To me, EJB's are expensive, only because I have heard that JBOSS is not ready yet. I have heard that Websphere is killing Weblogic and both of these app servers are very expensive. I mean very expensive. Are companies moving away from the free html to servlet to database attack, just for EJB's? I know there are advantages, but damn websphere will make you go broke quickly! So are companies actually shelling out cash for EJB's or are they using other technologies like servlets, perl, php, mts, or asp/asp.net? Thanks again, Prem
Yes, companies are actually using EJB's. Lots of companies are doing so. I probably work with 40 or so NEW customers using them every year, and have been doing so for the last four years... The costs of the software are FAR outweighted by the benefits that you can gain from EJB's when you really need them. Kyle
Thanks Kyle, I was not sure due to an EJB's complexity. Is it me or is there a huge learning curve? I heard you can not understand EJB without understanding RMI in java very well. Is that true? Also, I'm wondering if using an EJB will solve common transaction problems? The problem with transactions is that if some part of an operation fails, e.g., the server crases or a database crashes, will the system go into an inconsistent state? Can we be sure that a transaction will fully complete when using EJBs along with a good Application Server? Lastly, what are your thoughts on JBoss? Can it compete with WebSphere or WebLogic? I spoke to a recruiter and he said that he gets more calls for WebSphere than any other application server. Does this mean that the other app servers are inferior and that JBoss is just no competition? Thanks, Prem
posted 16 years ago
Lots of questions; let's try answer each of them. (1) Yes, a primary reason why you have an EJB container is to handle two-phase commit across multiple datasource (databases, JMS connections or JCA connections) properly. You can be assured that things will not be left in an inconsistent state when using them properly.

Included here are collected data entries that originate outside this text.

PR #793, opened 2026-09-08
Add new FormatSetDefinitionElement class  to BisCore

SheetalNair:
Introduce a bis class to persist formatSet in an iModel.

Refer https://github.com/iTwin/drawing-production/issues/4337 for more details

### DIFF
--- a/Domains/0-Core/BisCore.ecschema.xml
+++ b/Domains/0-Core/BisCore.ecschema.xml
@@ -2471,6 +2471,11 @@
         </Target>
     </ECRelationshipClass> 
 
+    <ECEntityClass typeName="FormatSetDefinitionElement" modifier="Sealed" displayLabel="Format Set Definition" description="A subclass of a bis:DefinitionElement that defines a formatSet.">
+        <BaseClass>DefinitionElement</BaseClass>
+        <ECProperty propertyName="Settings" typeName="string" extendedTypeName="Json" displayLabel="Settings" description="The settings for the format set in a versioned JSON format." />
+    </ECEntityClass>
+
     <ECEntityClass typeName="LineStyle" modifier="Sealed" displayLabel="Line Style">
         <BaseClass>DefinitionElement</BaseClass>
         <ECCustomAttributes>


Domains/0-Core/BisCore.ecschema.xml
```diff
@@ -2471,6 +2471,11 @@
         </Target>
     </ECRelationshipClass> 
 
+    <ECEntityClass typeName="FormatSetDefinitionElement" modifier="Sealed" displayLabel="Format Set Definition" description="A subclass of a bis:DefinitionElement that defines a formatSet.">
```
diegoalexdiaz: Following [recommendations](https://www.itwinjs.org/bis/guide/naming-guidelines/special-terms/#element) regarding the naming of non-abstract Element classes, please drop the "Element" suffix from the proposed class name (i.e. FormatSetDefinition). 

Additionally, following the last recommendation from the [general section](https://www.itwinjs.org/bis/guide/naming-guidelines/rules-and-recommendations/#general) - favor instances over definitions, maybe just "FormatSet" is sufficient since there's no "instance" equivalent to distinguish it from.

SheetalNair: updated classname to follow naming conventions

Domains/0-Core/BisCore.ecschema.xml
```diff
@@ -2471,6 +2471,11 @@
         </Target>
     </ECRelationshipClass> 
 
+    <ECEntityClass typeName="FormatSet" modifier="Sealed" displayLabel="Format Set" description="A subclass of a bis:DefinitionElement that defines a formatSet.">
```
diegoalexdiaz: In general, the term being described shouldn't appear in its description. How about:

A bis:DefinitionElement that captures the settings of a set of formats in need to be maintained in BIS Repositories.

(2) EJB does require some understanding of RMI, but you don't need to be an expert by any means to write useful code. (3) JBoss is a wonderful server for learning, for development, and for deploying small systems, but it simply can't compete as a deployment platform for large-scale, clustered environments. That is where WebSphere and Weblogic shine. Kyle
Kyle - I love your book! I use it a lot. I have also heard a lot of criticism about the complexity of EJB. My hunch is that companies will start to move away from entity beans, since they are the most complex. I work on a system that uses stateless session beans. It's a nice architecture, and not too difficult to maintain. I am no RMI expert by any stretch of the imagination.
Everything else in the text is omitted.